Liouba Bischoff est maîtresse de conférences à l’Ecole normale supérieure de Lyon, spécialiste du récit de voyage et des rapports entre littérature et sciences humaines. Dans ce cadre, elle s’est intéressée aux écrits de Bouvier, des œuvres publiées à ses nombreux inédits. Avec "Nicolas Bouvier ou l’usage du savoir", Liouba Bischoff apporte un éclairage passionnant de l’œuvre de l’écrivain-voyageur.
On croit qu’on va faire un voyage, mais bientôt, c’est le voyage qui vous fait, ou vous défait.
Nicolas Bouvier est décédé en 1998 à 68 ans, il a exercé beaucoup d’activités différentes, mais il est surtout connu pour ses voyages, principalement en Asie, et ses écrits sur ces voyages. Ils ont une qualité poétique exceptionnelle, et aussi, précise Liouba Bischoff, "ils ont toujours fait la part belle à l’impression subjective". Tout en relevant que Bouvier se tenait à mi-chemin entre le journaliste et l’historien; il n’est certes pas le seul écrivain voyageur, mais il apporte à ce genre une ampleur littéraire très grande.
Lorsqu’on lit l’un de ses livres, on croit tenir entre ses mains un récit de voyage. Et puis la finesse, la profondeur des questionnements qu’on y rencontre nous montrent qu’il s’agit d’autre chose, et nous emmènent ailleurs.
C’est sans doute ce qui séduit tous ses lecteurs, le fait qu’il y a un questionnement existentiel au fondement de tous ses récits de voyage.
Le travail de Bouvier, c’est une véritable quête, fondamentale, sur les motivations du voyage, accompagnée d’une grande profondeur du regard historique et anthropologique, dépassant largement l’impression subjective.
Un auteur paradoxal
Plusieurs paradoxes chez l’écrivain sont soulignés par Liouba Bischoff: le refus de l’érudition, alors que Bouvier provient d’un milieu très cultivé, qu’il a fait des études universitaires. Et l’"éloge de l’ignorance", résumé en une phrase d’une clarté aveuglante: "il ne faut pas lire, il faut voir" (Jean-Jacques Rousseau). Cependant, Bouvier fait tout de même le récit très détaillé de ses voyages.

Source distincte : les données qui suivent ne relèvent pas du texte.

PR #2868, opened 2026-04-24
Fclc 1825/migrate views to jinja

jlhdxw:
## Changes in this PR:

Migrates the following pages to jinja:

 - Publish
 - Publish success
 - Unpublish
 - Unpublish success
 - Downloads
 - History
 - Hold
 - Hold success
 - Unhold
 - Unhold success
 - Delete
 - Upload
 - Identifiers
 -  Identifiers add
 - Identifiers delete
 - Reports 
 - Reports -> Awaiting parse (this breaks on staging)
 - Reports -> Bulk reparse run log list
 - Reports -> Bulk reparse run log detail
 - Reports -> Awaiting enrichment  (this breaks on staging)
 - Reports -> Locked documents - 

Still to do:

 - Upload success ( in another PR, though will likely need to be updated to use the new components)
 - Labs (do we still use this?)
 - Associated documents
 - Stats (is this still used?)

 - Check

https://national-archives.atlassian.net/browse/FCLC-1825


judgments/views/reports.py
```diff
@@ -71,13 +77,21 @@ class BulkReparseRunLogDetailView(DetailView):
...
 
     def get_context_data(self, **kwargs):
         context = super().get_context_data(**kwargs)
 
-        target_enrichment_version = api_client.get_highest_enrichment_version()
-        target_parser_version = api_client.get_highest_parser_version()
+        try:
+            target_enrichment_version = api_client.get_highest_enrichment_version()
+        except (TypeError, ValueError):
+            target_enrichment_version = (0, 0)
```
anthonyhashemi, line 89: does this fallback make sense?

judgments/views/document_identifiers.py
```diff
@@ -18,14 +18,25 @@
...
+
     def get_context_data(self, **kwargs):
         context = super().get_context_data(**kwargs)
 
         context["view"] = "document_identifiers"
+        preferred_identifier = self.document.identifiers.preferred()
 
-        return context
+        if preferred_identifier is not None:
+            context["preferred_identifier_name"] = preferred_identifier.schema.name
```
anthonyhashemi, line 31: I guess all of this logic here vs means the jinja template is simpler than the old django equivalent

judgments/views/document_full_text.py
```diff
@@ -24,18 +23,6 @@ def dispatch(self, request, *args, **kwargs):
     def get_context_data(self, **kwargs):
         context = super().get_context_data(**kwargs)
 
-        document = context["document"]
-
-        if document.has_ever_been_published:
```
anthonyhashemi, line 29: Does this mean the jinja template is now more complicated than the old django eauivalent (which had been deleted in a previous PR)? If so, why?

judgments/utils/view_helpers.py
```diff
@@ -151,6 +152,16 @@ def get_context_data(self, **kwargs):
 
         context["preferred_ncn"] = self.document.identifiers.preferred(type=NeutralCitationNumber)
 
+        if self.document.has_ever_been_published:
```
anthonyhashemi, line 155: oh I see, you moved it to this mixin! makes sense

judgments/tests/test_document_identifiers.py
```diff
@@ -144,7 +144,7 @@ def test_identifier_view_delete_disablement_published(self, document_type, docum
             <td><code>[2025] UKSC 123</code></td>
             <td><code>/uksc/2025/123</code></td>
             <td>False</td>
-            <td><a class="button-danger button-small" disabled aria-disabled="true">Delete</a></td>
+            <td><button class="button button--danger button--small" disabled="true">Delete</button></td>
```
anthonyhashemi, line 147: makes sense to migrate to use button where it is a button. Do we not have a more specific custom button component or the raw one is sufficient?

judgments/templatetags/document_utils.py
```diff
@@ -32,6 +32,8 @@ def render_json(json_string):
 @register.filter
 def get_dict_key_with_hyphen(the_dict, key):
     """Django templates don't support using hyphens in variable names (eg `the_dict.key-with-hyphen`), so this provides a workaround."""
+    if not the_dict:
```
anthonyhashemi, line 35: Just because it is a large pr touching many pages with mainly non-concerning migrations, I'm just commenting on the logic changes that I have any questions on.

Do we have a test for this and what was this breaking before?

e2e_tests/test_judgment_page.py
```diff
@@ -15,6 +15,11 @@ def test_judgment_identifiers(authenticated_page: Page):
     assert_matches_snapshot(authenticated_page, "judgment_identifiers_page")
 
 
+def test_judgment_identifiers_add(authenticated_page: Page):
+    authenticated_page.goto(f"{JUDGMENT_URI}/identifiers/add")
```
anthonyhashemi, line 19: thanks for adding

although I wonder if there is an automatic way for us to cover all the pages without having to remember if there is a new page? 🤔

ds_caselaw_editor_ui/templates/includes/judgment/history/structured_submission.jinja
```diff
@@ -0,0 +1,36 @@
...
+  <div id="submission-{{ submission.submission_sequence_number }}"
+       {% if not expand %}hidden{% endif %}>
+    <div class="table">
+      <table class="document-history__event-table">
+        <tr>
+          <th>Change made</th>
+          <th>Changed at</th>
+          <th>Changed by</th>
+          {% for event in submission.events | reversed %}
+            {{ event_line(event=event, document_uri=document_uri, user=user) }}
```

Ce que Bouvier préconise, en vérité, c’est bien de garder un regard neuf sur le monde, sans le prisme déformant des connaissances préalables. Il recherche le "déconditionnement", nous dit Liouba Bischoff, tel qu’il l’a rencontré avec Montaigne, Nietzsche, Thoreau et les philosophies orientales.
Ce qui transforme les voyages qu’il fait et qu’il relate en voyages initiatiques. Tout en se gardant férocement du crime de "pédanterie", faisant de lui un écrivain pédagogue, ayant toujours le souci de transmettre de manière légère, voire teintée d’humour, ce qu’il partage dans ses ouvrages.
Fringale de collectionneur
Il y a une aussi aspiration viscérale chez Bouvier à faire l’expérience des choses, du monde, c’est une "fringale" dit-il, c’est celle du collectionneur qu’il était aussi, collectionneur d’images, de savoir en général… cette "libido sciendi", pour Liouba Bischoff, a été un moteur très puissant pour Bouvier, le poussant à la fois dans une recherche encyclopédique et sur les routes.
Isabelle Carceles/mh
Liouba Bischoff, "Nicolas Bouvier ou l’usage du savoir", Editions Zoé.